Окрик Наумова прервал размышления. Его звали в коллектив. Японцы сидели за столом и любовались закатом. Наумов кипятил воду на примусе.
– О, чаёк будет! – обрадовался Александр.
– Ошибаетесь, доктор. Окимура-сан желает лапши.
За ужином Наумов снова наливал коньяк. Японцы предлагали свои национальные кушанья – сублимированные водоросли, рыбу и что-то ещё. Наумов всё дегустировал и то ли притворялся, то ли ему на самом деле нравилось. Александр попробовал – совершенно безвкусные тоненькие сухие пластинки, отдающие застарелым рыбьим жиром. Начались разговоры по-английски на археологические темы.
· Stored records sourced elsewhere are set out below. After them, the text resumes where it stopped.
PR #61, opened 2021-09-18
Add fixer for required on_delete argument

browniebroke:


tests/fixers/test_on_delete.py
```diff
@@ -0,0 +1,99 @@
...
+
+@pytest.mark.parametrize("field_class", ["ForeignKey", "OneToOneField"])
+def test_field_class_imported(field_class):
+    check_noop(
+        f"""\
+        from django.db.models import {field_class}
+        {field_class}("auth.User")
+        """,
+        settings,
+    )
```
browniebroke, line 37: Not supported yet, but maybe this is the 1% case?

tests/fixers/test_on_delete.py
```diff
@@ -0,0 +1,127 @@
...
+)
+@pytest.mark.parametrize("field_class", ["ForeignKey", "OneToOneField"])
+def test_argument_already_set(on_delete_value, field_class):
+    check_noop(
+        f"""\
+        from django.db import models
+        models.{field_class}("auth.User", on_delete={on_delete_value})
+        """,
+        settings,
+    )
```
adamchainz, line 26: Since the existing value doesn't affect our code in any way, I don't think we need to parametrize it

```suggestion
@pytest.mark.parametrize("field_class", ["ForeignKey", "OneToOneField"])
def test_argument_already_set(field_class):
    check_noop(
        f"""\
        from django.db import models
        models.{field_class}("auth.User", on_delete=models.SET_NULL)
        """,
        settings,
    )
```

src/django_upgrade/fixers/on_delete.py
```diff
@@ -0,0 +1,53 @@
...
+) -> Iterable[Tuple[Offset, TokenFunc]]:
+    if (
+        isinstance(node.func, ast.Attribute)
+        and node.func.attr in {"ForeignKey", "OneToOneField"}
+        and "models" in state.from_imports["django.db"]
+        and isinstance(node.func.value, ast.Name)
+        and node.func.value.id == "models"
+    ):
+        if len(node.args) < 2 and all(kw.arg != "on_delete" for kw in node.keywords):
+            yield ast_start_offset(node), partial(add_on_delete_keyword)
```
adamchainz, line 35: No need for `partial` if we aren't binding any args
```suggestion
            yield ast_start_offset(node), add_on_delete_keyword
```

HISTORY.rst
```diff
@@ -12,6 +12,8 @@ History
   Thanks to Bruno Alla for the original implementation of regex-to-path conversion in django-codemod.
   Thanks to Matthias Kestenholz for an initial PR.
 
+* Add fixer for Django 1.9 requirement to pass ``on_delete`` to ``ForeignKey`` and ``OneToOneField``.
```
adamchainz, line 15: thx

```suggestion
* Add fixer for Django 1.9 requirement to pass ``on_delete`` to ``ForeignKey`` and ``OneToOneField``.

  Thanks to Bruno Alla in `PR #61 <https://github.com/adamchainz/django-upgrade/pull/61>`__.
```

README.rst
```diff
@@ -89,6 +89,19 @@ Django 1.9
 
 Based on the `Django 1.9 release notes <https://github.com/django/django/blob/main/docs/releases/1.9.txt>`__.
 
+``on_delete`` argument
+~~~~~~~~~~~~~~~~~~~~~~
+
+Add ``on_delete=models.CASCADE`` to ForeignKey and OneToOneField:
```
adamchainz, line 95:
```suggestion
Add ``on_delete=models.CASCADE`` to ``ForeignKey`` and ``OneToOneField``:
```

adamchainz (commented):
LGTM. One thing is we could insert the argument first, after any positional args, rather than last. This would require passing the number of positional arguments through to `add_on_delete_keyword` It's more informational than other field arguments.

tests/fixers/test_on_delete.py
adamchainz: I think it might be a bit more than 1% of people who like to use this import style. But we can go ahead like so and create an issue to loop back in the future.

browniebroke:
> One thing is we could insert the argument first, after any positional args, rather than last. This would require passing the number of positional arguments through to `add_on_delete_keyword` It's more informational than other field arguments.

That's a good point, also `on_delete` is the second positional argument in the implementation, so that matches up well too. I'll try to make it work...

adamchainz:
I made a commit and it looks okay to me, so merging! Thanks!

tests/fixers/test_on_delete.py
adamchainz: Issue: #62.

browniebroke:
Thanks for finishing it up 👍🏻

PR #140, opened 2022-05-03
Remove default_app_config assignments

### LINKED ISSUE #139: Removal of `default_app_config` on Django 3.2+
### Description

Django 3.2 introduced an automatic [app config discovery mechanism](https://docs.djangoproject.com/en/dev/releases/3.2/#automatic-appconfig-discovery). Do you think django-upgrade could remove the deprecated `default_app_config` application configuration variable?

browniebroke:
Fix #139

### DIFF
--- a/src/django_upgrade/fixers/default_app_config.py
+++ b/src/django_upgrade/fixers/default_app_config.py
@@ -12,7 +12,7 @@ from tokenize_rt import Offset, Token
 
 from django_upgrade.ast import ast_start_offset
 from django_upgrade.data import Fixer, State, TokenFunc
-from django_upgrade.tokens import CODE, find_final_token
+from django_upgrade.tokens import LOGICAL_NEWLINE, find
 
 fixer = Fixer(
     __name__,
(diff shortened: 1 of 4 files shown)


src/django_upgrade/fixers/default_app_config.py
```diff
@@ -0,0 +1,41 @@
...
+def visit_Assign(
+    state: State,
+    node: ast.Assign,
+    parent: ast.AST,
+) -> Iterable[tuple[Offset, TokenFunc]]:
+    if (
+        state.filename == "__init__.py"
+        and len(node.targets) == 1
+        and isinstance(node.targets[0], ast.Name)
+        and node.targets[0].id == "default_app_config"
```
adamchainz, line 33: I think we should also check the parent is the module

src/django_upgrade/fixers/default_app_config.py
```diff
@@ -0,0 +1,41 @@
...
+    ):
+        yield ast_start_offset(node), partial(remove_assignment, node=node)
+
+
+def remove_assignment(tokens: list[Token], i: int, *, node: ast.Assign) -> None:
+    new_src = ""
+    j = find_final_token(tokens, i, node=node)
+    tokens[i:j] = [Token(name=CODE, src=new_src)]
```
adamchainz, line 41:
```suggestion
    j = find_final_token(tokens, i, node=node)
    tokens[i:j] = [Token(name=CODE, src="")]
```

Александр сослался на усталость, извинился и ушёл. В пропахшей дымом костров старой палатке к нему быстро вернулось хорошее настроение. Он забрался в спальник и сразу уснул.
Он проснулся от вкусного запаха печёной на углях рыбы. Полог входа был приоткрыт и солнечные лучи, пробиваясь сквозь дым, били прямо на его лежанку. Ния уже суетилась у костра.
– С новым Солнцем, Забда! Вставай скорее, рыба вкуснее, когда горячая.
– Ты добрая жена. Как ты всегда успеваешь встать раньше, чем я проснусь?
– Я хочу, чтобы тебе было хорошо. Тебе же хорошо?
– Очень хорошо! И очень вкусно! – проговорил он, проглатывая кусок горячей рыбы.
Покончив с рыбой, он сунул в рот пару листьев черемши, облизал жир с ладони, накинул одежду и подпоясался ремнём с висящим на нём каменным ножом.
– Когда мне ждать тебя, муж?
– Хочу сходить к Загу. Давно не видел его. Как разговор сложится, так и вернусь. Дай-ка мне хороший кусок рыбы для Змея.